Geledah Kantor First Travel, Polisi Sita Sejumlah Dokumen

Martahan Sohuturon , CNN Indonesia | Jumat, 11/08/2017 09:40 WIB
Geledah Kantor First Travel, Polisi Sita Sejumlah Dokumen Polisi menggeledah beberapa kantor PT First Travel di beberapa lokasi. (Foto: ANTARA FOTO/Sigid Kurniawan)
Jakarta, CNN Indonesia -- Badan Reserse Kriminal (Bareskrim) Polri menggeledah kantor perusahaan penyelenggara ibadah umrah PT First Anugerah Karya Wisata (First Travel) yang berlokasi di GKM Green Tower, Jalan TB Simatupang, Kavling 896, Jakarta Selatan, Kamis (10/8) malam.

Penggeledahan ini dilakukan dalam rangkaian proses penyidikan kasus dugaan penipuan dan penggelapan terhadap puluhan ribu calon jemaah yang telah melunasi pembayaran perjalanan ibadah umrah.

Direktur Tindak Pidana Umum Bareskrim Brigadir Jenderal Herry Rudolf Nahak mengatakan, penyidik menyita sejumlah dokumen dalam penggeledahan kantor First Travel.

"(Penggeledahan) lancar, tidak ada masalah. Kami sita sejumlah dokumen," kata Herry saat berbincang dengan CNNIndonesia.com, Jumat (11/8).
Namun, dia menolak membeberkan dokumen-dokumen yang disita penyidik dari kantor First Travel. Dia hanya mengatakan, pihaknya akan kembali menggeledah dua kantor First Travel di dua lokasi berbeda pada hari ini.

Herry mengatakan, seluruh langkah penyidikan ini dilakukan dalam rangka pengembangan kasus yang telah menetapkan dua bos First Travel, yakni Andika Surachman (Direktur Utama) dan Anniesa Desvitasari Hasibuan (Direktur), sebagai tersangka.

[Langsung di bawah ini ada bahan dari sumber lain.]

PR #2496, opened 2026-03-15
Implement ORM injection detector module

### LINKED ISSUE #2437: Detect ORM Injection vulnerabilities

imraflip:
Closes #2437 

This PR adds a module for detecting potential ORM injection through query parameter manipulation (right now only focusing on Django-style lookup patterns).

The previous version behaved more like classic SQLi detection which is triggering errors with malformed payloads. And this version instead, focuses on detecting ORM query logic manipulation, such as Django-style lookup parameters (`field__startswith`, `field__contains`, etc.).

The module probes common ORM lookup suffixes and compares responses to determine whether user-controlled parameters are influencing ORM query behavior. It also includes basic checks for filtering on potentially sensitive fields.


artemis/modules/orm_injection_detector.py
```diff
@@ -0,0 +1,234 @@
...
+            return False
+
+        # Double-check: the baseline (original URL as-is) should differ
+        # from at least one of the above to confirm the suffix is actually being processed
+        baseline_response = self.forgiving_http_get(original_url)
+        baseline_text = self._get_response_text(baseline_response)
+        likely_text = self._get_response_text(response_likely)
+        unlikely_text = self._get_response_text(response_unlikely)
+
+        if baseline_text != likely_text or baseline_text != unlikely_text:
```
kadewu: I'm not sure about this. E.g: What if the change was cause by different times send and in response we get sth like 'generated_at'? It would lead to FP am I right?

artemis/modules/orm_injection_detector.py
```diff
@@ -0,0 +1,234 @@
...
+class Statements(Enum):
+    orm_injection = "orm_injection"
+    orm_sensitive_field_access = "orm_sensitive_field_access"
+
+
+@load_risk_class.load_risk_class(load_risk_class.LoadRiskClass.HIGH)
+class OrmInjectionDetector(ArtemisBase):
+    """
+    Module for detecting basic ORM injection vulnerabilities, currently focused
+    on Django-style query parameter manipulation (the most common case).
```
kadewu: I'm okay with this starting point, but let's make it clear in code.
What I mean is to extract the method properly and named it. It's gonna be easier to read in future and as well extend with different styles.

artemis/modules/orm_injection_detector.py
kadewu: I'm not sure about this. E.g: What if the change was cause by different times send and in response we get sth like 'generated_at'? It would lead to FP am I right?
It would also apply to the previous check.

artemis/modules/orm_injection_detector.py
```diff
@@ -0,0 +1,234 @@
...
+
+        return False
+
+    def scan(self, urls: List[str], task: Task) -> List[Dict[str, Any]]:
+        self.log.info("Scanning URLs: %s", urls)
+        message: List[Dict[str, Any]] = []
+
+        for current_url in urls:
+            parsed = urlparse(current_url)
+            query_params = parse_qs(parsed.query)
```
kadewu, line 226: I may be missing it, but where we do actually try to inject some parameters?
Just relying on parsed params is not much.
Let's try to add some common ones at least to this list.

artemis/modules/orm_injection_detector.py
```diff
@@ -0,0 +1,234 @@
...
+
+                for suffix in ORM_LOOKUP_SUFFIXES:
+                    if suffix in ("__startswith", "__istartswith"):
+                        likely_value = original_value[:1] if original_value else "a"
+                    elif suffix in ("__contains", "__icontains"):
+                        likely_value = original_value[:2] if len(original_value) >= 2 else original_value or "a"
+                    elif suffix in ("__endswith", "__iendswith"):
+                        likely_value = original_value[-1:] if original_value else "a"
+                    elif suffix in ("__gt", "__gte"):
+                        likely_value = ""
```
kadewu: AFAIK Empty values may be silently dropped.

docker-compose.test.yaml
```diff
@@ -60,6 +61,15 @@ services:
       POSTGRES_USER: postgres
       POSTGRES_PASSWORD: postgres
 
+  orm-injection-test-postgres:
```
kadewu: A little nitpicking; let's keep it close to the service using this postgres.
And depends-on in the app.

artemis/modules/orm_injection_detector.py
```diff
@@ -0,0 +1,234 @@
...
+            for field_name, lookup, probe_value in SENSITIVE_FIELD_PROBES:
+                param_with_lookup = f"{field_name}__{lookup}"
+
+                url_with_probe = self._build_url_with_params(base_url, {param_with_lookup: probe_value})
+                url_with_unlikely = self._build_url_with_params(base_url, {param_with_lookup: UNLIKELY_VALUE})
+
+                response_probe = self.forgiving_http_get(url_with_probe)
+                response_unlikely = self.forgiving_http_get(url_with_unlikely)
+
+                if self._responses_differ(response_probe, response_unlikely):
```
kadewu: Here I can see that you are trying to reduce those FP, but still I'm not sure if it's enough - as there is different noise possible, e.g. error?
I don't think just error vs no-error is enough envidence that orm injection is possible.

imraflip:
Hello @kadewu, sorry for the late reply. I was a bit preoccupied this week
I’ll go through your review and start addressing the comments soon. Thanks a lot for the feedback :)!

artemis/modules/orm_injection_detector.py
imraflip: I extracted the django-specific detection into separate named methods like `_test_django_style_lookups()` and `_test_django_sensitive_field_probes()`, so `scan()` is now just an orchestrator. This way if we wanna add other orm styles later (sqlalchemy, sequelize, etc.) we can just drop in new `_test_*` methods without touching the existing ones. Is this exactly what you had in mind?

artemis/modules/orm_injection_detector.py
imraflip: Yeah, you're right. Although I think it's not that common for endpoints to have somthing like `generated_at`, we wanna be safe rather than dealing with FP :)

I think I'd replace the baseline approach with a dynamic content check, it sends the same request twice to the same url first, and if those already differ, we skip the endpoint entirely since differential analysis won't be reliable there. I'd apply this to both the suffix testing and the sensitive field probes

artemis/modules/orm_injection_detector.py
kadewu: Yes, exacatly.

artemis/modules/orm_injection_detector.py
imraflip: The injection happens in `_test_lookup_suffix()` - that's where we take a param name like `username`, append suffixes like `__contains` or `__startswith`, build the url with the modified param, and send the differential requests. `scan()` just loops over the parsed query params and feeds them into it, so the actual injection part isn't super visible from there. And yeah, agreed on not just relying on existing url params, I'd add a list of common param names to probe with too when the url doesn't have any

artemis/modules/orm_injection_detector.py
imraflip: For this, I'm gonna change it to "0" instead

artemis/modules/orm_injection_detector.py
imraflip: Yeah that's a fair point, just comparing responses isn't enough when it could be noise like a server error. So I'm updating `_responses_differ` to skip the comparison when either response is a 5xx - that way crashes or internal errors won't count as evidence. I'm keeping 4xx in though, since some apps return stuff like 404 for "no matching records" which could still be a legit differential. What do you think?

imraflip:
Hey @kadewu, I have updated the PR based on your reviews:

- extracted django-specific detection into named methods `(_test_django_style_lookups`, `_test_django_sensitive_field_probes`),  so it's easier to extend with other ORM styles later
- added dynamic content check to avoid FPs from non-deterministic responses (timestamps, tokens, etc.)
- added common param names list to probe endpoints that don't have existing query params
- changed empty string to `"0"` for `__gt`/`__gte` so it won't get silently dropped
- updated `_responses_differ` to skip 5xx responses since errors aren't evidence of ORM processing
- moved `orm-injection-test-postgres` next to the flask app in docker-compose.test.yaml and added `depends_on`

 Sorry the whole thing took a while, let me know if there's anything else :)!

kazet:
@kadewu pls integrate the ORM injection vuln app I sent you as a test

imraflip:
Hello @kazet @kadewu 

I already fixed the failing CI checks for this PR. The cause was that my branch was forked from main before some changes landed, that's why it broke the tests. So the fix was just merging main into the branch

I also already tested locally with `./scripts/test` and everything works now

kadewu:
Yeah I know the tests failed cause of the problem with dependencies.
I'm integrating slitghtly different app to be tested orm injection against.

.pre-commit-config.yaml
```diff
@@ -21,6 +21,7 @@ repos:
   rev: v1.19.1
   hooks:
   - id: mypy
+    exclude: ^test/data/
```
kadewu: I don't think there is any reason to run mypy on those simple apps we want to test against - that why I sneaked it in.

kadewu:
@imraflip I've changed the app we are testing against and removed the 'safe' endpoint from it + some more precise test for the first one.
Sneaked also some small adjustment like removing unused params in second commit.

Regarding the whole review, I'm still unsure around some comparissons - but I would say that we can most likely observe how it behave agaisnt real internet and then think if there are still FP. Let's see what @.kazet thinks about it.

.pre-commit-config.yaml
kazet: why? mypy may find something, even in test apps, and fixing the linter issues is not a big deal

artemis/orm_injection_data.py
```diff
@@ -0,0 +1,47 @@
+# Common parameter names to probe on endpoints that have no existing query parameters.
+# These are typical names found in Django views, DRF filters, and admin panels.
+COMMON_PARAM_NAMES = [
+    "id",
```
kazet: is there any reason not to use the param list from the SQL injection module? i.e. the params obtained from the webpage (get_injectable_parameters) + a large list of parameters?

test/data/orm_injection/src/templates/posts.html
```diff
@@ -0,0 +1,89 @@
...
+    <title>Post Search</title>
+    <meta name="viewport" content="width=device-width, initial-scale=1.0">
+
+    <!-- Modern font -->
+    <link href="https://fonts.googleapis.com/css2?family=Inter:wght@300;400;600&display=swap" rel="stylesheet">
+
+    <!-- Modern minimal CSS framework (Pico.css) -->
+    <link rel="stylesheet" href="https://cdn.jsdelivr.net/npm/@picocss/pico@2/css/pico.min.css">
+
+    <style>
```
kazet: we may remove the styles as it's a test app

artemis/modules/orm_injection_detector.py
```diff
@@ -0,0 +1,279 @@
...
+        # for "no matching records".
+        status_a = response_a.status_code
+        status_b = response_b.status_code
+        if status_a >= 500 or status_b >= 500:
+            return False
+
+        text_a = self._get_response_text(response_a)
+        text_b = self._get_response_text(response_b)
+
+        return text_a != text_b
```
kazet: comparing for equality is not the best idea, as we will see cases where websites have e.g. CSP nonces, some page generation statistics etc. Let's use some similarity metric, e.g. the one used in https://github.com/CERT-Polska/Artemis/blob/main/artemis/modules/bruter.py#L110 ?

artemis/modules/orm_injection_detector.py
```diff
@@ -0,0 +1,279 @@
...
+
+        # Skip endpoints with non-deterministic content to avoid false positives
+        if self._has_dynamic_content(base_url):
+            return results
+
+        for field_name, lookup, probe_value in SENSITIVE_FIELD_PROBES:
+            param_with_lookup = f"{field_name}__{lookup}"
+
+            url_with_probe = self._build_url_with_params(base_url, {param_with_lookup: probe_value})
+            url_with_unlikely = self._build_url_with_params(base_url, {param_with_lookup: UNLIKELY_VALUE})
```
kazet: unlikely_value is not unlikely for all lookups, e.g. for __lt and __gt it's not ;)

artemis/modules/orm_injection_detector.py
```diff
@@ -0,0 +1,279 @@
...
+        message: list[dict[str, Any]] = []
+
+        for current_url in urls:
+            parsed = urlparse(current_url)
+            query_params = parse_qs(parsed.query)
+            base_url = self._strip_query_string(current_url)
+
+            # Use existing query params if present, otherwise probe with common param names
+            if query_params:
+                params_to_test = query_params
```
kazet: why not use an union: query_params + common_param_names + get_injectable_parameters() ?

artemis/reporting/modules/orm_injection_detector/template_orm_injection.jinja2
```diff
@@ -0,0 +1,41 @@
...
+                                    allowing an attacker to manipulate query logic by appending ORM-specific
+                                    suffixes (e.g. __startswith, __contains, __gt) to parameter names. This
+                                    can be used to extract sensitive data from the database by brute-forcing
+                                    field values character by character.
+                                {% endtrans %}
+                            {% elif message.code == report.additional_data.statements.orm_sensitive_field_access %}
+                                :
+                                {% trans trimmed %}
+                                    ORM sensitive field access: the endpoint allows filtering on sensitive fields
+                                    (such as password hashes, admin flags, or email addresses) through ORM lookup
```
kazet: 'admin flags' is not something easy to understand for everybody, let's skip it

test/modules/test_orm_injection_detector.py
```diff
@@ -0,0 +1,42 @@
...
+            payload={"host": "test-django-with-orm-injection", "port": 8000},
+        )
+        self.run_task(task)
+        (call,) = self.mock_db.save_task_result.call_args_list
+
+        results = call.kwargs["data"]["result"]
+        parameters = {result["parameter"] for result in results}
+
+        self.assertEqual(call.kwargs["status"], TaskStatus.INTERESTING)
+        self.assertTrue(len(results) >= 2)
```
kadewu: Just one thing from me, let's be precise here.
If because of some change we stop discovering one possible injection we should catch it in the test.

kadewu: And that would also apply to the ensuring which one with `self.assertIn('parameter', parameters)` later in the test

imraflip: Done, switched to one assertIn per detected param now, and I dropped the count check entirely

kazet (dismissed):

"(Dokumen yang disita ) itu kaitan dengan teknis. Tapi nanti kami mau sita lagi yang di tempat lain, ada di Depok (Jawa Barat) dan satu tempat yang lain," katanya.

Penyidik Dittipidum Bareskrim telah menetapkan dua bos First Travel, Andika dan Anniesa, sebagai tersangka kasus dugaan penipuan ibadah umrah.
Polisi memperkirakan First Travel meraup keuntungan mencapai Rp550 miliar dari dugaan tindak pidana penipuan yang dilakukan pada sekitar 35 ribu jemaah yang telah melunasi pembayaran perjalanan ibadah umrah lewat jasa agen sejak 2015.

Andika dan Anniesa dijerat dengan Pasal 55 juncto Pasal 378 dan Pasal 372 Kitab Undang-undang Hukum Pidana (KUHP), serta Undang-undang Nomor 19 Tahun 2016 tentang Infomasi dan Transaksi Elektronik (ITE).

Penyidik juga tengah menulusuri dugaan tindak pidana pencucian uang (TPPU) dengan menelusuri berbagai rekening dan aset yang dimiliki tersangka. Berdasarkan sejumlah rekening yang telah diblokir, penyidik hanya menemukan uang sekitar Rp1,3 juta.